Some images of the engine houses a rare site in Somerset.













The copper mine was mothballed in the 1830's.


----------



## Vurley (Nov 29, 2017)

The drainage adit blocked by collapse after about 30 metres.





The adit and beech grove engine house from my caving log.





The mine complex from my caving log.





Somerset Heritage Centre, Taunton hold an original plan and section of the mine.


----------



## Vurley (Nov 29, 2017)

A failed attempt to repair the adit where the roof lintels have collapsed.


----------



## Vurley (Nov 29, 2017)

The beech grove containing the ruined engine house and beneath which lie " wonderful caverns ".





The Glebe engine house from the lane.





A late 1700's account of the caverns.





The manhole down to the adit.





The beech grove from the adit portal.





Adit collapse near the manhole.


----------



## smiler (Nov 29, 2017)

Welcome to the forum Vurley, interesting post, do you know the depth of the main drive? Proper Job, Thanks


----------



## Electric (Dec 1, 2017)

Very interesting. I like your log. Welcome Vurley.


----------



## Rubex (Dec 1, 2017)

Interesting report and nice pics!


----------



## Vurley (Dec 2, 2017)

The mine was first worked above the water table at relatively shallow depth. The adit was driven through marl or softer rock presumably by a cut and cover process. The adit then entered harder rock before it reached the mine. The engine houses were used to pump water from lower sections of the mine. As far as I can tell the shafts to the surface were capped and still remain though their location is hard to place as the mine survey does not relate accurately to the surface.Many years ago the capping collapsed on one shaft revealing it to be intact. I dont know how this was remedied.All the mine appears to be on the estate belonging to Lady Gass and the adit is under a field belonging to a tenant farmer. Considering this to be a mothballed mine from the 1830's with extensive natural caves we have made several attempts to open up the adit. As the manhole is by a footpath we took it on ourselves to start work from there some years ago. Gradually we replaced the roof lintels until the tenant farmer asked us to stop pending evidence of third party insurance. ( which most cavers have ). Sadly we never got around to presenting this and the farmer died.The project has since stalled but the simple solution ( with permission )would be to excavate a shaft above the shallow adit at a point beyond the collapse.
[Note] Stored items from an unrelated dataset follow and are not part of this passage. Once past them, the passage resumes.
PR #82, opened 2023-11-27
New optional merge_events parameter for stream and scheduled apps

corva-alex-s:
### Rationale
We need to have ability to merge incoming events into one for "stream" and "scheduled" apps. For some use cases it'll greatly reduce number of IO operations.

This functionality(but only for scheduled apps) already exists in our node SDK, I'm mirroring it to python SDK. Functionality for "stream" type of apps is new, adding it for python SDK for now, in the near future we will do the same thing for node SDK(here https://corvaqa.atlassian.net/browse/DEVC-500)

### Changes
Added optional "merge_events" parameter for `stream` and `scheduled` decorators. If it's true - merge all events into one.

[[JIRA ticket]](https://corvaqa.atlassian.net/browse/DEVC-496)

#### TODO
- [ ] Update CHANGELOG.md

### DIFF
--- a/CHANGELOG.md
+++ b/CHANGELOG.md
@@ -5,11 +5,10 @@ The format is based on [Keep a Changelog](https://keepachangelog.com/en/1.0.0/),
 and this project adheres to [Semantic Versioning](https://semver.org/spec/v2.0.0.html).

A new manhole could then be constructed.Things are complicated as water from the adit was being piped to a covered reservoir down the road. If this still happens I do not know.Some day everything will change as Lady Gass is getting on a bit.The project has been with us for nearly 40 years and no doubt will coninue. If only in our thoughts.


----------



## Vurley (Dec 2, 2017)

This is copyright from The Somerset Heritage Centre but I think I am OK in posting it here.It shows the mine in section plus three of the shafts and what I take to be the natural caverns.


----------



## Vurley (Dec 2, 2017)

This shows the effort cavers will put into accessing underground sites. The adit is much shallower.


----------



## smiler (Dec 2, 2017)

Thanks for that Vurley, most of our shafts have bin capped and adits blocked, but there's a few accessible still, Stay Safe.


----------



## prettyvacant71 (Dec 11, 2017)

Impressive stuff this Vurley! Much passion involved


----------



## Snailsford (Dec 12, 2017)

As PV has stated, you can see some awesome passion here!

Keep up the good work pal!


----------